Commonwealth v. C.S.

McEWEN, Judge,

dissenting:

If the quality of mercy may not be strained — then why must the process of expungement? The life led by appellant for the past thirty years has been so exemplary that the membership of the Board of Pardons recommended that appellant receive earthly forgiveness. The Governor of this great Commonwealth agreed and granted appellant a pardon. It is not for the bookkeeper to thwart the clemency decreed by the Governor of Pennsylvania.

Logic, as well, compels expungement. Were appellant a young man who had been arrested for robbery but acquitted, expungement of his arrest record would be routine. The pardon he has received might even be considered a more compelling factor than an acquittal for the obvious implication of a pardon is that the individual is worthy, a conclusion that does not necessarily follow upon an acquittal.

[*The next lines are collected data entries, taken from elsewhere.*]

PR #305, opened 2022-05-04
Add PostgreSQL driver

spbnick:

PR #308, opened 2022-05-06
postgresql: Fix errors in docs

mrbazzan:
Concerns #305

### DIFF
--- a/kcidb/db/postgresql/schema.py
+++ b/kcidb/db/postgresql/schema.py
@@ -19,7 +19,7 @@ class Column:
     @staticmethod
     def pack(value):
         """
-        Pack the JSON representation of the column value into the SQLite
+        Pack the JSON representation of the column value into the PostgreSQL
         representation.
         """
         return value
@@ -27,7 +27,7 @@ class Column:
     @staticmethod
     def unpack(value):
         """
-        Unpack the SQLite representation of the column value into the JSON
+        Unpack the PostgreSQL representation of the column value into the JSON
         representation.
         """
         return value
@@ -37,8 +37,8 @@ class Column:
         Initialize the column schema.
 
         Args:
-            type:           The name of the SQLite type (affinity) to use for
-                            this column.
+            type:           The name of the PostgreSQL type (affinity) to use
+                            for this column.
             constraint:     The column's constraint.
                             A member of the Constraint enum, or None,
                             meaning no constraint.
@@ -143,7 +143,7 @@ class TimestampColumn(Column):
     @staticmethod
     def unpack(value):
         """
-        Unpack the SQLite representation of the column value into the JSON
+        Unpack the PostgreSQL representation of the column value into the JSON
         representation.
         """
         return value.isoformat()


mrbazzan:
CC: @spbnick 
Some trivial things I also noticed:
1) These [lines](https://github.com/kernelci/kcidb/blob/a6fdb0b47138fdaed0b6847c06fb149199c1966e/kcidb/db/postgresql/schema.py#L239-L241) seem incoherent. It should be simplified.

2) Why did you use this [format ](https://github.com/kernelci/kcidb/blob/a6fdb0b47138fdaed0b6847c06fb149199c1966e/kcidb/db/postgresql/__init__.py#L83-L90) and not something like the one below?
```python
        with self.conn, self.conn.cursor() as cursor:
             try:
                cursor.execute("SELECT get_version()")
                version = cursor.fetchone()[0]
                return int(version / 1000), int(version % 1000)
             # It's auto-generated, pylint: disable=no-member
             except psycopg2.errors.UndefinedFunction:
                return 0, 0
```

spbnick:
Thanks a lot for the fixes, @mrbazzan! Merging :relaxed:

spbnick (approved):

spbnick:
> CC: @spbnick Some trivial things I also noticed:
> 
>     1. These [lines](https://github.com/kernelci/kcidb/blob/a6fdb0b47138fdaed0b6847c06fb149199c1966e/kcidb/db/postgresql/schema.py#L239-L241) seem incoherent. It should be simplified.

Do you mean it's hard to understand? If yes, then how about this:

```python
        """
        Format the "INSERT/UPDATE" command template for loading a row into a
        database, observing deduplication logic.

        Args:
            name:       The name of the target table of the command.
            prio_db:    If true, format the UPDATE part of the command so that
                        the values already in the database take priority over
                        the loaded ones, and vice versa otherwise.
        Returns:
            The formatted "INSERT/UPDATE" command template, expecting
            parameters packed by the pack() method.
        """
```

>     2. Why did you use this [format ](https://github.com/kernelci/kcidb/blob/a6fdb0b47138fdaed0b6847c06fb149199c1966e/kcidb/db/postgresql/__init__.py#L83-L90) and not something like the one below?
> 
> 
> ```python
>         with self.conn, self.conn.cursor() as cursor:
>              try:
>                 cursor.execute("SELECT get_version()")
>                 version = cursor.fetchone()[0]
>                 return int(version / 1000), int(version % 1000)
>              # It's auto-generated, pylint: disable=no-member
>              except psycopg2.errors.UndefinedFunction:
>                 return 0, 0
> ```

Hmm, no reason in particular. I would say they do mostly the same thing.
Do you think one is better than the other?

mrbazzan:
> > CC: @spbnick Some trivial things I also noticed:
> > ```
> > 1. These [lines](https://github.com/kernelci/kcidb/blob/a6fdb0b47138fdaed0b6847c06fb149199c1966e/kcidb/db/postgresql/schema.py#L239-L241) seem incoherent. It should be simplified.
> > ```
> 
> Do you mean it's hard to understand? If yes, then how about this:
> 
> ```python
>         """
>         Format the "INSERT/UPDATE" command template for loading a row into a
>         database, observing deduplication logic.
> 
>         Args:
>             name:       The name of the target table of the command.
>             prio_db:    If true, format the UPDATE part of the command so that
>                         the values already in the database take priority over
>                         the loaded ones, and vice versa otherwise.
>         Returns:
>             The formatted "INSERT/UPDATE" command template, expecting
>             parameters packed by the pack() method.
>         """
> ```
> 

Perfect! I'll create a PR to that effect.

> > ```
> > 2. Why did you use this [format ](https://github.com/kernelci/kcidb/blob/a6fdb0b47138fdaed0b6847c06fb149199c1966e/kcidb/db/postgresql/__init__.py#L83-L90) and not something like the one below?
> > ```
> > 
> > 
> >     
> >       
> >     
> > 
> >       
> >     
> > 
> >     
> >   
> > ```python
> >         with self.conn, self.conn.cursor() as cursor:
> >              try:
> >                 cursor.execute("SELECT get_version()")
> >                 version = cursor.fetchone()[0]
> >                 return int(version / 1000), int(version % 1000)
> >              # It's auto-generated, pylint: disable=no-member
> >              except psycopg2.errors.UndefinedFunction:
> >                 return 0, 0
> > ```
> 
> Hmm, no reason in particular. I would say they do mostly the same thing. Do you think one is better than the other?

No, all the other instance of doing something like this in `postgresql` db used something like the format I specified. So, I just wanted to know if there was a reason for changing it.

spbnick:
> No, all the other instance of doing something like this in postgresql db used something like the format I specified. So, I just wanted to know if there was a reason for changing it.

Ah, I see. Yeah makes sense to have the same approach everywhere. Perhaps on the next refactoring we'll clean that up. Meanwhile it should be good enough. Thanks!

The distinguished members of the majority, in a fine expression of view, correctly opined that the prior decisions of this Court require rejection of the petition for expungement. Our eminent colleague, Judge J. Sydney Hoffman, however, provided in his dissent in Commonwealth v. Homison, 253 Pa.Super. 486, 385 A.2d 443 (1978), a careful and compelling discourse on why, in situations such as confront us here, the record of a petition should be expunged.

*471I can do no better than to rely upon the logic and echo the reasons there expressed as I dissent from the decision of the majority to affirm the rejection of the petition of appellant to expunge the record of his misdeed of thirty-two years past.